Thrillist has heavily embraced the idea of branded content, so much so that it has set up its own 16-person brand content team, called The CoLab, which will also benefit from the recent influx of capital. While this is not a new idea for a content site, Thrillist differentiates with a hardcore data focus which includes using months-long brand health studies and benchmarking campaign performance against competitors. The goal is to use science to give direction to creative processes that tell a brand’s story and distribute that story in a relevant way to their audience.
The integration of content and commerce via the JackThreads site has long been a core part of Thrillist’s business model.

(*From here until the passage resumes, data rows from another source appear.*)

PR #134, opened 2021-10-14
Bump libbpf-sys to 0.5.0-1 plus a few more dependencies

davide125:
In preparation for a new below release


davide125:
Thanks @danobi! Could you add myself, @brianc118 and @dschatzberg please? Both for libbpf-{rs,cargo} and for the below crates.

PR #140, opened 2021-11-01
update to libbpf-sys 0.5.0-2

mimullin-bbry:


libbpf-rs/src/object.rs
```diff
@@ -68,6 +68,8 @@ impl ObjectBuilder {
             attach_prog_fd: 0,
             kconfig: ptr::null(),
             btf_custom_path: ptr::null(),
+            __bindgen_padding_0: <[u8; 6]>::default(),
+            __bindgen_padding_1: <[u8; 4]>::default(),
```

In fact, JackThreads contributed a large majority of TMG’s revenue up until it was spun off as a separate company. Having its own ecommerce business allowed Thrillist to partner with companies like Gillette, to combine content, community and commerce on last year’s ‘no sweat’ campaign. In addition to publishing Gillette branded articles that provided readers with entertaining ways to live a ‘no sweat’ life, a collection of dark-colored clothing that would defy deodorant marks were available on JackThreads. Users were also encouraged to share their #nosweat stories on social media.
Despite the fact the two companies split up, according to Lerer, they will continue to do co-marketing and share data and other insights. However, it remains to be seen how the content/commerce marriage will evolve over time.
Perhaps a fitting way to kick off the next chapter was the recent ‘Hotel Thrillist’ two-day party at the W Hotel in Scottsdale, AZ for nearly 200 people who were flown in just for the occasion. This followed Hotel Thrillist San Diego and Hotel Thrillist Phoenix. The Scottsdale event provided many co-branding opportunities for sponsors Jack Daniel’s Tennessee Fire, Starbucks Doubleshot Energy, and Tabasco and is a clever way to expand the Thrillist brand and reward loyal readers, partners and contributors.